Question

A cylindrical capacitor is filled with two cylindrical layers of dielectric with permittivities $\varepsilon_1$ and $\varepsilon_2$. The inside radii of the layers are equal to $R_1$ and $R_2 > R_1$. The maximum permissible values of electric field strength are equal to $E_{1m}$ and $E_{2m}$ for these dielectrics. At what relationship between $\varepsilon, R$, and $E_m$ will the voltage increase result in the field strength reaching the breakdown value for both dielectrics simultaneously?

Answer 1

The relationship between $\varepsilon_1, \varepsilon_2, R_1, R_2, E_{1m}$, and $E_{2m}$ for simultaneous breakdown is $\varepsilon_1 R_1 E_{1m} = \varepsilon_2 R_2 E_{2m}$.

Answer 2

The electric field in a cylindrical capacitor decreases with radius ($E \propto 1/r$). The maximum field in each dielectric layer occurs at its inner boundary ($R_1$ for the inner layer, $R_2$ for the outer layer). Breakdown occurs when the maximum field reaches the dielectric strength ($E_{1m}$ or $E_{2m}$).
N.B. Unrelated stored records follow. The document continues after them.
PR #646, opened 2023-03-07
Do not store file passwords on maindb

lferran:
### Description
This PR prevents storing the passwords of password-protected files in the database. 
The passwords will only be send to processing so that we can download, open and process them.

### How was this PR tested?
Unit tests


nucliadb/nucliadb/writer/tests/unit/test_field.py
```diff
@@ -0,0 +1,68 @@
+# Copyright (C) 2021 Bosutech XXI S.L.
```
vangheem, line 1: should this file be in the `unit/resources/test_field` so we can mirror the full mod path?

nucliadb/nucliadb/writer/tests/unit/test_upload.py
```diff
@@ -0,0 +1,77 @@
+# Copyright (C) 2021 Bosutech XXI S.L.
```
vangheem, line 1: and this one in `unit/api/v1/test_upload.py`?

vangheem (approved):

For simultaneous breakdown, the maximum field in both layers must reach their limits at the same charge $Q$. The electric field is proportional to $Q$ and inversely proportional to $\varepsilon$ and $r$. Setting the maximum fields equal to the breakdown strengths ($E_{1m} = \frac{Q}{2\pi \varepsilon_1 R_1}$ and $E_{2m} = \frac{Q}{2\pi \varepsilon_2 R_2}$) and equating the expressions for $Q$ gives the relationship $\varepsilon_1 R_1 E_{1m} = \varepsilon_2 R_2 E_{2m}$.